> _WHAT THIS TASK INVOLVES_
Locate the lines of the listing below that hold "Tidy", then copy each of them.

> _PROVIDED INFORMATION_
□ □ □ □

PR #427, opened 2017-06-22
Clone event

apoettker:
Clone event

Bug #9604

Cloning Events (eg. to creating blueprints) can save a lot of time. Therefore I've picked up the issue #9604 and added some logic to the event handling. A screen shot now looks like this:

screenshot clone events 2017-06-22

IMHO the references to persons / families should preserve. Never less, I've coded a remove mechanism for references too. Unfortunately I've got an error out of the depth of GTK:

/usr/lib/python3/dist-packages/gi/overrides/GObject.py:530: 
Warning: /build/buildd/glib2.0-2.40.2/./gobject/gsignal.c:2580: 
instance '0x7efd1800dfa0' has no handler with id '10033'
  return func(*args, **kwargs)

This happen after accepting the clone when references are deleted and the system tries to disconnect the model (eventbackreflist.py, line 57 ff.). Don't know when and where the handler is lost, struggle to find it. A patch can be to supress the disconnection via a flag (here: 'if not self.changed'), but I'm afraid this fills the memory with garbage after a while.


prculley:
Interesting issue.  Because you are deleting a reference, you perform an update.  The update code destroys the model and creates it again.  In the process of destruction, the model.connect('row-inserted', self.update_label) in the BackRefList class __init__ code is disconnected for you.

When you later try to close the dialog, the _cleanup_local_connects runs and Gtk cannot find the already deleted connection.

This has not come up until now, because an reference could not be deleted in the editor.

The model's underlying data is created in the Gtk idle loop, so we really don't know in the backreflist code if we even have data.  So we really do need a connect to model 'row-inserted' so we see data later on.
I think the best answer is to move the model.connect to a new 'post_rebuild' method, which will get called after the model is created, but before it gets filled (because we have not gone idle yet).
<pre>diff --git a/gramps/gui/editors/displaytabs/backreflist.py b/gramps/gui/editors/displaytabs/backreflist.py
index 715fa75..1d0707c 100644
--- a/gramps/gui/editors/displaytabs/backreflist.py
+++ b/gramps/gui/editors/displaytabs/backreflist.py
@@ -66,7 +66,7 @@ class BackRefList(EmbeddedList):
         EmbeddedList.__init__(self, dbstate, uistate, track,
                               _('_References'), refmodel)
         self._callback = callback
-        self.connectid = self.model.connect('row-inserted', self.update_label)
+        #self.connectid = self.model.connect('row-inserted', self.update_label)
         self.track_ref_for_deletion("model")

     def update_label(self, *obj):
@@ -135,3 +135,11 @@ class BackRefList(EmbeddedList):
     def edit_button_clicked(self, obj):
         (reftype, ref) = self.find_node()
         edit_object(self.dbstate, self.uistate, reftype, ref)
+
+    def post_rebuild(self, prebuildpath):
+        """
+        Allow post rebuild embeddedlist specific handling.
+        @param prebuildpath: path selected before rebuild, None if none
+        @type prebuildpath: tree path
+        """
+        self.connectid = self.model.connect('row-inserted', self.update_label)</pre>
This seems to work for me with no ill effects, but you should test carefully since this will effect all the reference tabs, not just yours.

apoettker:
Integrated the diff, cleaned up and tested different (not all possible) scenarios. Work like a charm Paul!

Nick-Hall:
This PR is not a good idea.
* If a referenced person or family is being edited when the event is cloned then event references will be lost.  The same problem exists with the third-party census and form editors.
* Source-based data entry would provide a better soltuion.
* This needs to be discussed in conjunction with [GEPS 034](https://gramps-project.org/wiki/index.php?title=GEPS_034:_Improve_usability): Improve usability.

apoettker:
@Nick-Hall: 

- "... event references will be lost": Clone event duplicates an event with a new handle and a new ID. You've the opportunity to delete the references, but you don't have to - that's the default. So therefore all references are in place, visible and editable in the Person / Family editors. Maybe you can detail the problem you've seen a little further?
- "Source-based data ...": The same, maybe you can explain your thoughts a little bit further too?
- "[GEPS 034](https://gramps-project.org/wiki/index.php?title=GEPS_034:_Improve_usability): Improve usability": This runs in a deeper discussion regarding the future data entry way. 
PR 427 is a nice small extension to improve usability within the actual look and feel of Gramps. It's far away - was never intended - from the suggestions / remarks in [GEPS 034](https://gramps-project.org/wiki/index.php?title=GEPS_034:_Improve_usability).
I'm not sure how we can press all informations needed (see e.g. bug tracker isssue #9553) in a 800x600 resolution w/o additional popup screens - that's the mechanism we've today. I've seen several filed issues and mock ups reg. extended data edition in the bug tracker, but it looks that there is not too much appetite to code this in. Some toughs reg. future will be very helpful, cause I've several minor extensions like this in the queue, but all in the actual style.

Nick-Hall:
@apoettker The problem is that you are modifying a person or family, which may already be in the process of being edited, within the event editor.  Consider the following:
1. Edit a person and make a change without closing the editor.
2. Clone an event where the person is a primary participant.
3. Save the event.  The person has a new reference to the event.
4. Save the person.  The event reference list is overwritten losing the new reference.

apoettker:
A new version with interaction to Person / Family editors and ability to work w/o references. I've to include PRs

https://github.com/gramps-project/gramps/commit/7771fa063a5e9c21e9a54005117529517acb4ac0
https://github.com/gramps-project/gramps/commit/a1205009f4d6450a2b8a3487adf9cc7f2d70f68b
https://github.com/gramps-project/gramps/commit/48eb507f984353044bac8729ca7788bb47fa7d55

from Paul Culley due to former issues in our code (see issue in the bug tracker #10144). Above PRs are not merged into Master right now, therefore a lot of touched code pieces.

Nick-Hall:
Overwriting the event reference list may also cause problems.  What happens if the user had already edited an event reference?  We started to discuss this problem on the list in the [Application Level Locking](https://sourceforge.net/p/gramps/mailman/message/35663849/) thread.  I suggested that editors applied JSON patches as a potential solution.

I still think that source-based data entry would be a better approach.  Feature request [#8686](https://gramps-project.org/bugs/view.php?id=8686) has the right idea.  Other possibilities would be to generate events in the Form editor or from transcriptions with suitable mark-up.

apoettker:
@prculley: Is there a way to detect if the event reference is just being edited?

@Nick-Hall: Let's recapitulate: "Clone Event" is a small tool to generate a twin event w/o references. It was not the intention to change fundamentally the way of data submission ([GEPS 034](https://gramps-project.org/wiki/index.php?title=GEPS_034:_Improve_usability)). After the ReorderID tool trouble (which was thankfully fixed by Paul C.) due of the inadequateness of GTK on different platforms my fun on larger user interface changes is low. Also I see the Form mechanism based mainly on decided sources not as a alternative at this time. Source-based data entry is far bigger (and btw. more complex as well as fault-prone) as this tool is designed for.

Nick-Hall:
@apoettker The problem is that you update people and families from within the event editor which is not allowed because it can cause problems.  The Form addon does the same thing, which is why it has never been integrated into core code.

It may be helpful if you came up with some use cases that illustrate the problem you are trying to solve.  I seem to remember that there have been similar suggestions in the past.

An alternative would be to implement this as a third-party addon.

apoettker:
Use case: Marriage banns in Germany in the 16. - 20. century have been typically announced in two parishes (husbands and wife's parish). While importing data from other genealogists the place name in this event are combined in one string (unacceptable in Gramps). Now I've to correct the one place name, than double the event with all his tags, citations, attributes and notes and reference it to the object - a lot of work.

I'm not so familiar with consequences as a third-party addon implementation. Functionality should be easy to access and located locally in the working area where needed.

As an alternative would the Clone Event functionality in two variants be acceptable as:
a. Implement the functionality in the Event tab of the Person / Family editor, where exactly this reference after doubling an event is needed and all references are immediately visible? In this moment the event editor will not be activated, its a copying process in the background.
b. Implement the functionality in the Event list w/o references (to achieve a quick doubling from an blueprint event)? Its like an event addition, but here with default values.

Nick-Hall:
@apoettker Thanks.  Your use case differs from that described in the feature request.  I can see that cloning would be useful when splitting an imported event.

Both of your alternatives are acceptable because they avoid the locking problem.  I prefer (a) because it would allow you to keep one reference.  Opening the event reference editor with the clone would save time and also be consistent with the interface. You will need to remove your modifications to the editor reference tab.

Nick-Hall:
@apoettker You could just force push a new version to the same branch.

apoettker:
Thanks for the advise Nick.

 

My private GitHub was almost 450 commits behind Gramps/master, so I take the chance (before even your mail reached me) to step up to the actual level. I decided to implement both alternatives. Cause it was almost ready, I'll release alt. B (Clone Event w/o references) first, followed by alt. A (Embedded Clone Event).

 

KR

Alois.

 

Gesendet: Mittwoch, 18. April 2018 um 15:12 Uhr
Von: "Nick Hall" <notifications@github.com>
An: gramps-project/gramps <gramps@noreply.github.com>
Cc: "Alois Poettker" <alois.poettker@gmx.de>, Mention <mention@noreply.github.com>
Betreff: Re: [gramps-project/gramps] Clone event (#427)


@apoettker You could just force push a new version to the same branch.

prculley:
I think you may want to do a "git rebase -i upstream/master" on your local
branch with the PR.  And then use the editor that pops up (assuming you
have told git about your editor) to 'drop' those commits not directly
involved in your PR.  If you keep a local copy of 'master' and it is up to
date with out any commits of your own, then you can use that instead of
'upstream/master'.  I often use 'git gui' and then the
'Repository/visualize all branch history' menu command to get a graphical
idea of what is going on when I mess something up.  If you 'file/reload'
after making changes with git, you can see the results graphically.

Paul C.

emyoulation:
Perhaps this could be done with existing tools and a much simpler interface.

Say that you export a single Primary Object (Person) in an uncompressed .gramps format, then the XML also includes all the secondary objects. 

When you paste that XML into the Import Text gramplet, executing an import will Clone everything. If the Gramplet was a bit smarter and assumed any matching handles and IDs were to be shared not cloned, then new options are opened.

Say that a Context menu was added to all Edit Object dialogs that 'clones' by exporting that primary object to a (undocked) improved Import Text gramplet but also generates a new Handle & ID for the primary object (substituting the new handle throughout the XML), then a 'Import' of the Primary object would clone the primary objects and have shared secondary objects. 

Initially, it could be a Power User feature with no more interface than the Import Text gramplet currently has. The exception being that the Import button should spawn Object Editor dialogs for each cloned object. Then the user could tweak the attachments. It should NOT be a pre-populated new Object Editor but a Object Editor with an gramps_id and handle. This is because a committed object can be dragged from the header of its Object Editor to attach it to other objects. (Alternately, it COULD be a new object editor IFF a context menu allowed the Object to be committed and the dialog refreshed to have the Handle & ID.) 

Later, a list of objects interface might be overlaid on the XML listing, offering a 'clone' and 'Skip' checkbox options for all secondary objects. The clone button would toggle between a new handle/ID for the object and restoring the original handle/ID. The list could be flat, hierarchical by object type, or hierarchical by referenced object. 

A 'clone all'. 'omit all' could be offered at the hierarchical parent level.  

An example of use might be to start with a 'clone all' for the flat list, swap to the hierarchical by type and choose not to clone Places or Repo or Sources or Notes. Then swap to hierarchical by reference object and clone certain Notes.

Further, if the full XML text of the object was left available in the interface as a display option, the clone to the Import Text gramplet would offer a simplified workflow for moving an isolated object & secondary objects (via copying the XML to the OS clipboard) to another Tree.

PR #428, opened 2017-06-23
ReorderIds tool crashes with 'bytes' error on bsddb

prculley:
fixes #10098

Th tool used the old 'map' db interface, which had 'bytes' handles in it.  With recent change to 'str' handles, got a crash.

Changed tool to use `iter_???_handles` method instead.


prculley:
PR https://github.com/gramps-project/gramps/pull/428 should fix.

PR #430, opened 2017-06-27
Use generic open (mac) or xdg-open (everything else) instead of webbrowser...

jralls:
to open links.

Webbrowser is broken on macs with Python < 3.5.

Fixes #10105.

### DIFF
--- a/gramps/gui/display.py
+++ b/gramps/gui/display.py
@@ -25,7 +25,7 @@
 #-------------------------------------------------------------------------
 import os
 import webbrowser
-
+import sys
 #------------------------------------------------------------------------
 #
 # GRAMPS modules
@@ -33,7 +33,7 @@ import webbrowser
 #------------------------------------------------------------------------
 from gramps.gen.const import GRAMPS_LOCALE as glocale
 from gramps.gen.const import URL_MANUAL_PAGE, URL_WIKISTRING
-from gramps.gen.constfunc import is_quartz
+from gramps.gen.constfunc import is_quartz, mac
 from gramps.gen.config import config
 from gramps.gui.utils import open_file_with_default_application as run_file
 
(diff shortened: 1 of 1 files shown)


Paul-Franklin:
open_with_default_applicatoin(norm_path)

Looks misspelled to me.

And as long as I'm commenting, any chance of shortening
the import line, just to make pylint happier?

Nick-Hall:
Is `xdg_open` available on Windows?

jralls:
> Is xdg_open available on Windows?
I have no idea, I relied on [the comment on the bug](https://gramps-project.org/bugs/view.php?id=10105#c52157) where you said that it was.

If it isn't then we're back to webbrowser with a special case for mac and python < 3.5.

Nick-Hall:
Sorry, I didn't mean to imply that either `open` or `xdg_open` are available in Windows.  My guess is that they are not.  This is probably why [os.startfile](https://docs.python.org/3/library/os.html#os.startfile) is provided by python.

jralls:
@Nick-Hall no further comments? Shall I merge & push?

gramps/gui/display.py
```diff
@@ -74,4 +74,9 @@ def display_url(link, uistate=None):
     """
     Open the specified URL in a browser.
     """
-    webbrowser.open_new_tab(link)
+    if (mac and sys.version_info.major == 3 and sys.version_info.minor < 5):
```
Nick-Hall: I think you need `mac()` rather than `mac` here.

Nick-Hall:
I see you decided against a new open_with_default_application function in the end.  Is there any benefit in checking the return value and presenting an error dialog if it fails?

jralls:
Yes, there's no point in ```open_with_default_application``` if Windows doesn't know how to do that. This is a pure workaround for broken Python on Mac.

Yes, quite right about mac(), fixed.

Nick-Hall:
Thanks.  This now looks ready to merge and push,

jralls:
Rebased and merged.  I cherry-picked it into gramps50 as well. It's not needed for Gramps.app that I build but others (MacPorts and Homebrew) might not be using a new enough Python.

PR #435, opened 2017-07-14
Fix creating new PostgreSQL database

dermoth:
1. Use all parameters from settings.ini as keyword arguments for PostgreSQL (port was missing, and other can be useful such as `sslmode='verify-full'`)
2. Fix Collation on PostgreSQL (Name each collation to prevent users form clobbering each other's collation)

### DIFF
--- a/gramps/gen/utils/grampslocale.py
+++ b/gramps/gen/utils/grampslocale.py
@@ -935,6 +935,12 @@ class GrampsLocale:
                 return string
             return key
 
+    def get_collation(self):
+        """
+        Return the collation without any character encoding.
+        """
+        return self.collation.split('.')[0]
+
     def strcoll(self, string1, string2):
         """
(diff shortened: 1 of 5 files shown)


dermoth:
NB: this replaces PR #434

Nick-Hall:
Updated to remove the character encoding from collation names as @jralls suggested.  Now the same names can be used in sqlite and postgres.

@dermoth Do we still need to create extra collations in postgres?

Nick-Hall:
Merged parameter change in commit fd2af705e78d416995740360e4a3ef0db9ee65d7.

Nick-Hall:
Merged fix for creating new PostgreSQL database in commit 8f69201a70a2cad039d01028edd23fd3a739e50f.

Nick-Hall:
@dermoth I have added your latest changes to PR #434

PR #436, opened 2017-07-16
Add 'title' properties to more of schema

prculley:
You can argue that this is an enhancement, but I would really like to get it into Gramps50 branch.

Fixed the 'Source' and 'Citation' "srcattr_list" issues, and added 'title' properties to essentially everything that did not have it yet.  And only need two new translation strings...


Nick-Hall:
Thanks.  This is a bug rather than an enhancement.

I split the commit and changed the formatting to one property per line.  Two titles seemed wrong in the Date object so I changed them.  Note that the `sortval` is actually the serial date number, which can be used as a sort value, rather than a _Sort As_ field.

PR #438, opened 2017-07-19
Tidy up mocking code

Nick-Hall:


prculley:
@Nick-Hall I did not know you could get away with mocking the time.* functions directly.  I was under the impression that if some module imported one of these functions before the import tests were run (and the patch was applied), then the patch would not work, as the 'some module' would have a reference to the original time functions, not the mocked ones.  Which would make running the import tests very dependent on where they ended up in the test sequence.  Guess I did not understand how the mock actually works...

Nick-Hall:
@prculley It depends on the import used:  `import time` will require a different patch to `from time import ...`

Now I'm trying to work out why we don't patch `create_id()`.

prculley:
@Nick-Hall Back when I first started and Doug was pushing for tests to show my patches working, I did not know anything about mock.  So I actually modified the create_id() code to have a 'deterministic' mode, just a counter that always starts at 0.  It is reset with a function call at the beginning of the import tests (and some others where consistent results are important).  I also wrote a tiny plugin to set the mode and reset the count so it could be done via the Gui (detid).

prculley:
@Nick-Hall If you decide to change the create_id to something other than the current incrementing number, someone will have to recreate all the test data.  And will have to figure out a method for doing the initial creation via the Gui, since the DetId plugin will no longer work.  Perhaps DetId could use mock as well...

Nick-Hall:
@prculley The deterministic mode is only used for testing so it doesn't really belong in the core code.  Instead, mock objects can be created to replace real objects during testing.  This avoids the need to modify the core code to provide a test mode.  In this case, we can replace `create_id()` with a function that returns an incremental rather than a random id.

No test data should need to be changed.

Nick-Hall:
The first commit is probably worth merging, but I can't get the mock `create_id` function to work, and I don't want to spend any more time on it.

sam-m888:
> The first commit is probably worth merging

Tidy up mocking code https://github.com/gramps-project/gramps/pull/438/commits/95ff4417fd53baf1fa21b56672f65038d78d5e58

Not sure how to merge this and reject the second patch or should I just commit the first patch manually?

sam-m888:
First commit merged as https://github.com/gramps-project/gramps/commit/8ebb4d35fabe295729a5605677de87e352cee4eb to Gramps master.

Should this PR be left open?

sam-m888:
Looks like I didn't test well enough!  

Issue with the importprogen test file dates!

Nick-Hall:
Closing, because I couldn't get it to work properly.

PR #439, opened 2017-07-23
fix translation typo

schoonc:


Paul-Franklin:
Thank you for wanting to make gramps better!

In general, translation work is being concentrated on the
maintenance/gramps50 branch, as that is what will be released
next.  If this typo is in the ro.po file there, I suggest you email
our Russian translator @vantu5z about it, rather than filing
a pull request.

vantu5z:
@schoonc, thank you!
I fix this on the maintenance/gramps50 branch - 6d4e4ba6cca911f924b1ad619efb5aa951e2965d.

PR #440, opened 2017-07-23
Add `pycharm` dir to .gitignore

schoonc:


sam-m888:
[PyCharm 2017.2 Help/Using Git integration: Exclude files from version control](https://www.jetbrains.com/help/pycharm/using-git-integration.html#ignore-files)

PR #441, opened 2017-07-28
Locale Pro-Gen importer II & ReorderIds II

apoettker:
(Translated locale into German (Import Pro-Gen),
corrected minor translation bugs (ReorderIds)).

### DIFF
--- a/gramps/plugins/importer/importprogen.glade
+++ b/gramps/plugins/importer/importprogen.glade
@@ -122,7 +122,7 @@
                     <property name="visible">True</property>
                     <property name="can_focus">True</property>
                     <property name="tooltip_text" translatable="yes">Source reference text
-(Text &amp; import Filename).</property>
+(Text &amp; import Filename)</property>
                     <property name="hexpand">True</property>
                     <signal name="key-release-event" handler="on_import_entry_keyrelease" swapped="no"/>
                   </object>
@@ -152,7 +152,7 @@
                     <property name="can_focus">False</property>
                     <property name="valign">center</property>
                     <property name="margin_bottom">10</property>
-                    <property name="label" translatable="yes">Attribut</property>
+                    <property name="label" translatable="yes">Attribute</property>
                     <attributes>
                       <attribute name="stretch" value="semi-condensed"/>
                     </attributes>
@@ -169,7 +169,7 @@
                     <property name="visible">True</property>
                     <property name="can_focus">True</property>
                     <property name="tooltip_text" translatable="yes">Source attribute text
-(Text, import Filename &amp; (System-)Date).</property>
+(Text, import Filename &amp; (System-)Date)</property>
                     <property name="opacity">0.9882352941176471</property>
                     <property name="valign">start</property>
                     <property name="margin_bottom">10</property>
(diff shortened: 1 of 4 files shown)


Paul-Franklin:
Another approach would be to just add your new strings
to the existing files.  As opposed to regenerating them and
thus ending up with many hundreds of changed lines, most
of which (I assume) have nothing to do with your additions.

If you only add or change a few lines, github will show the
changes in a diff, whereas now somebody who wants to see
them has to download your p.r., apply it, then wade through
a massive "git diff" typeout, searching for real changes, the
"wheat" not the "chaff".

apoettker:
With approx. 50+ line translations & changes in between different files I don't like to fiddle around manually, so I trust in the power of Git.

Paul-Franklin:
I'm not talking about what git can do.  I'm talking about how
you have prepared this pull request, how it is structured.

Currently, this changes four files, all at once.  Your changes
to the two glade files do not concern me.  I am talking about
the changes you have made to po/de.po and to po/gramps.pot.

I don't recall you replying to my suggestion (in another place)
that you coordinate any possible changes to the German
translation with our current German translator.  Mirko has been
the German translator for gramps for ten years and I don't
want him taken by surprise.  I don't want him unhappy by any
changes you want to make -- or the fact that you are changing
de.po at all.  In my experience he has always been responsive
and changed things when necessary.  Don't you think that
will happen this time too?  Have you contacted him at all?

You are also making changes in the gramps.pot file which
in my opinion don't belong in the gramps.pot file at all.  For
instance you have an eleven-line comment (in code, in a
method in your Pro-Gen importer,) which starts "Pro-Gen
has a text field for the date" and then goes on for ten more
lines.  That comment doesn't belong in gramps.pot at all,
but it being added since you have placed it immediately
adjacent to the translated word _("Unknown").  Why don't
you place those eleven lines in the docstring, immediately
above them?  That seems to me to be a better place, and
then maybe they won't end up in gramps.pot.

You have flagged things in importprogen.glade which
don't make a lot of sense to me (although I haven't
tried running the Pro-Gen importer).  I don't see why
you have put a newline ("\n") in the middle of six
word strings for instance.  Nor why you think single
words like "REFN" need translating at all.

In fact, the more I think about it, the more I wonder
whether it might not make sense for the Pro-Gen
importer and exporter to be removed from "core"
gramps and placed in the third-party addon repository,
since it seems to me to primarily be a third-party
author-supported piece of software, which is not
logically a piece of "core" gramps, the way the
GEDCOM importer and exporter are.  That way
you could do whatever you want to them, as
often as you wanted.  The gramps50 version
of the addon could have these new features
for instance, and you wouldn't have to wait
until 5.1.0 is released for users to have them.
Among other things, that would allow German
translations to be made as often as you wanted,
in the addon repository.

More importantly, the Pro-Gen strings would not
end up in gramps.pot, where they would need to
be translated into every gramps-supported locale,
even ones highly unlikely to need them.  Arabic,
Chinese, Japanese, Turkish, Hebrew come to mind.

But really, isn't the Pro-Gen importer (and maybe
exporter) only likely to be used in the Netherlands
and in German-speaking countries?  Wouldn't it
make a lot more sense to have the Pro-Gen things
as third-party plugins, where they could have only
Dutch and German translation files?  That seems
to me to be a better solution than forcing all our
translators to do extra work, which in all probability
will never be needed in their language.

Paul-Franklin:
I still am in favor of this p.r. not being committed, and its
code turned into an addon instead -- for the reasons I stated
above as well as on gramps-devel.  It's senseless to make all
our translators translate strings while will probably only be
needed in Germany, Austria or the Netherlands.

apoettker:
As requested.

□ □ □ □

> _ANSWER SECTION_
Tidy up mocking code
Tidy up mocking code https://github.com/gramps-project/gramps/pull/438/commits/95ff4417fd53baf1fa21b56672f65038d78d5e58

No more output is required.